This past Thursday night I was invited by the lovely Lexi to accompany her and her sister, Ginna, to a benefit reading that supposedly had to do with a comic book store that's set to open on Seventh Avenue. For those of you not in the know, Seventh Avenue in Brooklyn is that noxious area that every neighborhood has that is pretty much equivalent to an overpriced tourist trap filled with Starbuck's coffee outlets, mostly-bad ethnic restaurants and neuveau riche yuppie fuckheads and their equally obnoxious gaggles of squalling ankle-biters. It reminds me of what Main Street in my hometown is like, and that ain't good.
So the sisters, my buddy Hughes and I went to this gigantic church to witness the proceedings, but imagine our horror when we found out that it was actually a gathering of famed literature writers who would be reading from their acclaimed works. Now I love to read, hell, you simply can't stop me from reading! But every single time that I've attempted to read what people consider to be "literature" I've been burned by page after page of overwritten horseshit that usually makes no sense and is in some way supposed to be "deep." As far as I'm concerned, there is still legitimate literature out there that has been written since the late 1960's. but too much of what I've experienced just doesn't get through to me. Now that you know that, you can imagine what a bowel-searing agony this was for myself and my compatriots.
The evening lurched to a start with the news that the original emcee was unable to attend due to a family emergency (I'm betting he came to his senses and got the hell out of Dodge), so we were instead treated to rambling speeches and introductions provided by the head of a children's' after school reading program who had absolutely no idea of how to speak publicly. His litany of "ums," "ers" and extemporized attempts at fostering interest in the program segued into a nausea-inducing promo video that would instill dread in any potential enrollee. Images of the program's "pirate store" brought up uncomfortable associations with a pedophilic fantasy setup. Disturbingly, this establishment bears an endorsement from David Byrne himself. The former Talking Heads frontman even showed up for the event and looked like he had just eaten an entire bag of Psilocybin mushrooms, his completely silver hair only adding to his acid-casualty chic.
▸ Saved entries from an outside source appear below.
PR #72, opened 2021-07-04
Reorganize and edit docs

michaeldboyd:
- added docs sample and script
- added consolidated introduction
- added updated walkthrough guide
- cleaned up the walkthroughs
- fixed broken links
- consolidated all nav + toc into sidebar


cli/sample/runthrough.sh
```diff
@@ -0,0 +1,26 @@
+
```
tmarkovski, line 2: Script is missing sha-bang

tmarkovski: The script file has no execute flag. For me, it opened in an editor. `chmod +x runthrough.sh` will fix it

cli/sample/runthrough.sh
```diff
@@ -0,0 +1,26 @@
...
+# Provider
+trinsic wallet create --description "Clinic's Wallet" --name clinic && \
+trinsic wallet create --description "Airline's wallet" --name airline;
+
+# Allison
+trinsic wallet create --name allison --security-code <code>
+
+# Issuer
+trinsic --profile clinic issuer issue --document ../vaccination-certificate-unsigned.jsonld --out ./vaccination-certificate-signed.jsonld
```
tmarkovski: May be an extra dot here

tmarkovski (commented):
I like the top level reorganization, it's an improvement.

Not sure how I feel about the individual page links showing up on the left side, instead the right. To me it suggests they are individual links to different pages, rather than section anchors. It's a little confusing. What's the reasoning behind this approach?

Cross checking with some doc sites. Microsoft uses links on left, page anchors on right
image

Similarly, Google
image

AWS
image

michaeldboyd:
I agree that it's a little confusing at first to have the table of contents added to the left hand page directory. However, I think once the user understands that's the convention, it makes future navigation a bit more efficient when looking at what a page has to offer while exploring. That's at least how it felt to me when I was trying out both approaches. 
Twilio does this that way:
image

However, after looking at more docs sites (stripe, segment) seems that they all follow the toc-on-right-side convention. 

I don't mind leaving it separate for now. It's just a feature flag if we want to turn it on again in the future

tmarkovski (approved):

PR #73, opened 2021-07-06
SDK-57 Get test from environment variable

fundthmcalculus:


michaeldboyd (approved):
LGTM

fundthmcalculus:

After the video concluded, the first author smugly took the podium and regaled us with a short story that apparently had something to do with a writer's attempts at getting a spec script sold to Hollywood, delivered in a style reminiscent of a police-blotter report. Each event in the narrative was headed with a letter of the alphabet for reasons that completely eluded those in attendance, and it didn't help that the author interrupted his own reading to assure the audience that the piece was funny the first time he read it, so it was okay for us to laugh (I've got news for him: my friends and I were waaaaaay ahead of his suggestion). At this point I began to mime loading bullets into the chamber of a revolver and blowing my brains out, followed immediately by my stirring reenactment of a disgraced samurai ritually disemboweling himself. Lexi then leaned over and asked me "Is this the kind of thing that makes you wish you'd brought a gun?"
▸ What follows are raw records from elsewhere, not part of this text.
PR #109, opened 2021-09-08
Trust Registry CLI commands

tmarkovski:
CLI commands for Trust Registry service

### DIFF
--- a/cli/src/cli.yaml
+++ b/cli/src/cli.yaml
@@ -352,6 +352,18 @@ subcommands:
         - list_credential_templates:
             about: "List credential templates"
             version: "0.1"
+  - trust-registry:
+      about: Trust Registry
+      subcommands:
+        - search:
+        - check-issuer:
+        - check-verifier:
+        - download:
+        - register-egf:
+        - register-issuer:
+        - register-verifier:
+        - unregister-issuer:
+        - unregister-verifier:
 args:
   - profile:
       long: profile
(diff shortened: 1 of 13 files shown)


fundthmcalculus (approved):

cli/src/cli.yaml
```diff
@@ -352,6 +352,125 @@ subcommands:
...
+        - search:
+            about: |
+              Search the registry for authoritative issuer and verifiers
+              using a custom query in a SQL format
+            args:
+              - query:
+                  long: query
+                  value_name: SQL query
+                  help: |
+                    Input SQL query to use to search the registry.
```
michaeldboyd: probably meant "input sql query to search the registry"

cli/src/cli.yaml
```diff
@@ -352,6 +352,125 @@ subcommands:
...
+                    Default value is "SELECT * FROM c"
+                  takes_value: true
+                  required: true
+        - check-issuer:
+            about: |
+              Check the status of an issuer for a credential type within
+              a given governance framework.
+              Returns all historical data for the given input parameters
+            args:
+              - did-uri:
```
michaeldboyd: Why shouldn't we just call this `did` ? a `did-uri` seems like it's supposed to be a URI of the DID

michaeldboyd (approved):
Just a naming comment and a typo comment

cli/src/cli.yaml
tmarkovski: Updated

cli/src/cli.yaml
tmarkovski: Updated. Feel free to make PR with any changes related to naming, text, spelling, etc. Merging this.

PR #112, opened 2021-09-09
Swift services

fundthmcalculus:


tmarkovski:
Are files under `.swiftpm` supposed to go in source control?

tmarkovski:
@drruruu Tagging you for visibility into failing PR checks due to what seems like a non-existent environment

fundthmcalculus:
@tmarkovski I'm not sure, the community consensus is mixed, since xcode likes to put things there that normally would be committed. Given Xcode's proclivity for breaking due to missing files, I figured better safe than sorry. If we keep having meaningless changes to those files, I will specifically ignore them.

But to answer your original question, `.swiftpm` original intent did *not* need to be added to git.

tmarkovski (approved):

PR #1246, opened 2025-09-17
fix: cypress e2e tests cypress react reference

ReubenRobertsHEE:
Speculative. Works locally. From
https://docs.cypress.io/app/references/changelog:

`The cypress/react18 test harness is no longer included in the Cypress binary. Instead, React 18 support is now shipped with cypress/react`

But this was for cypress 14, so maybe out of date. Nevertheless, intention is to fix broken e2e tests that throw errors like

Then the next writer showed up (after a ludicrous intro in which the emcee gushed about the author's genius, in which he described a scene from a book that included a homosexual rape of Richard Nixon, which he felt was an important statement in the present political climate), some old fart who looked like a failed gene-splicing of Thomas Edison and Orville Redenbacher. This guy pretentiously droned on and on about something that had to do with a sorceress (I think), a downtrodden woman, ensorcelled brothers who take on the form of birds, blah blah blah. During all of this, I got up to take a much needed leak and was amused to see that various audience members were passed out asleep in the pews, some fully reclined and snoring. I also encountered a father who was walking out with his eight-year-old sons who were clearly bored by all of this bullshit; when asked if he was also in search of the restroom, the father said that he was instead searching for the patience that eight-year-olds did not possess. Upon having shaken hands with the unemployed, I regained my seat in time to hear the writer go on about "donkey rectums." At that point, Lexi conferred with her sister and decided that at the next smattering of applause we would leave and hit the local pub. When the applause began, we lit out of there faster than Kunta Kinte being chased out of a Merle Haggard concert.
We had nearly escaped among a small throng of like-minded victims when we ran into the event organizers (co-workers of Lexi's) and David "shroom-head" Byrne. They recognized Lexi and looked at her like they'd just caught her fucking a German Shepherd. But what the fuck were they looking at anyway? They were just walking in themselves, probably from hanging out at the pub or smoking bonghits in back of the Key Food supermarket just up the block. It took every bit of resolve I had to keep my promise to Lex and not call Byrne a douchebag to his face for nearly all of his post "Remain In Light" output (I cut him slack for his "Wicked Little Doll" teamup with Devo, but that's about it). Ah, well...sometimes one has to suffer for art.